主人(シニョーレ)は長身でひどく痩せており、大使館で働いていた。短く刈り込んだ髪は、まるでドイツ人か囚人か、そうでなければ脳の手術をして回復途上にある病人のようだ。黒くて硬い毛を伸ばしてカールでもさせれば、通りの女の子たちもみんなうっとりすることだろう。だが、毎週床屋に行って、せっかくの男ぶりを台無しにしてしまうのだった。ほかの面ではたいそう慎み深く、ビーチでさえも体をすっぽり隠す水着を着ているくせに、通りを歩くときには、自分の頭のかたちを衆人環視のうちにさらしてはばからないのだから。

女主人(シニョーラ)はきれいな人で、大理石のように白い肌をしており、たくさん服を持っていた。広い屋敷と楽しいことがたくさんある生活がいつまでも続くよう、クレメンティーナは聖マルチェロに祈りを捧げた。

一家は電気代などというものが存在しないかのように、明かりという明かりを一晩中つけっぱなしにしていた。夕方、肌寒いというだけで暖炉で薪を燃やし、冷えたジンとベルモットを夕食前に飲む。

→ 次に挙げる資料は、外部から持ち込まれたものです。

Issue #2476, opened 2026-02-04
TEDIT.MAP.OBJECTS returns wrong info when COLLECT?='VALUE


fghalasz:
The function TEDIT.MAP.OBJECTS when the COLLECT? argument is 'VALUE returns a list of the character positions of the image objects.  It is supposed to return a list of the values returned by (APPLY* FN CH# OBJ FNARG).

fghalasz:
Fixed in PR# 2478

fghalasz:
Changes incorporated into PR#2479

PR #2478, opened 2026-02-04
Fixed Issue #2476 - TEDIT.MAP.OBJECTS now returns correct info when COLLECT? argument is 'VALUE

fghalasz:
TEDIT.MAP.OBJECTS was returning a list of character positions when the COLLECT? argument is 'VALUE.
It now returns - as expected - a list of the values returned by (APPLY* FN CH# OBJ FNARG).


fghalasz:
Closing this PR since changes have been incorporated into PR#2479.

PR #2484, opened 2026-02-09
Rename 'NOBIND' table name to 'UNBOUND' to allow running interpreted

masinter:
evaluating a variable bound to NOBIND causes errors when run interpreted (doesn't when run compiled).  It's not clear why this design decision was made, but in this case compiling MASTERSCOPE was hung up trying to run a subfuncion involved in macroexpansion after LOAD(MASTERSCOPE).


rmkaplan (approved):
Now possible to compile

pamoroso:
Nothing unusual to report on Linux Mint 22.1 Cinnamon.

PR #2488, opened 2026-02-11
Fixed COMPAREDIRECTORIES See command so it doesn't fail if only one file to show

rmkaplan:
Put in NIL guards before calling PDFFILEP


pamoroso:
The change seems to work as intended on Linux Mint 22.1 Cinnamon.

彼らは体臭までもがちがっていた。どうしてこんなにかすかにしかにおわないのだろう。貧弱な体臭。もしかしたら北部人の血と何か関係があるのかもしれない。それともしょっちゅう熱い風呂に入るせいだろうか。あんなにやたらと熱い風呂に浸かって、よく神経衰弱にならないものだ、と不思議に思った。

アメリカ人もイタリア料理を食べ、ワインを飲んでいるのだから、もっとたくさんパスタとオイルを摂るうちに、強い、健康的なにおいを発するようになるにちがいない。そう思ってときどき食卓で給仕をしながらにおいをかぐのだが、一向に強くなるようなこともなく、においなど感じられないことさえあった。

子供たちは甘やかされていて、両親に向かって横柄な口を利いたり、かんしゃくを起こしたりすることもあった。そんなとき、何より必要なのは鞭なのに、彼らは決して子供に鞭を使わない。この外国人ときたら、怒声を上げることすらしないで、ただ、お父さんとお母さんは大切なのだと説明するだけだった。あまつさえ、末っ子が悪いことをしたときには、母親は鞭で打つ代わりにおもちゃ屋へつれていき、ヨットを買ってやることまでした。

さらには、正装して夕方から出かけるようなときには、シニョーレは呼び鈴を鳴らしてクレメンティーナを呼びつける代わりに、まるでヒモか何かのように、自分から妻のボタンをかけてやったり、真珠のネックレスをとめてやったりしていた。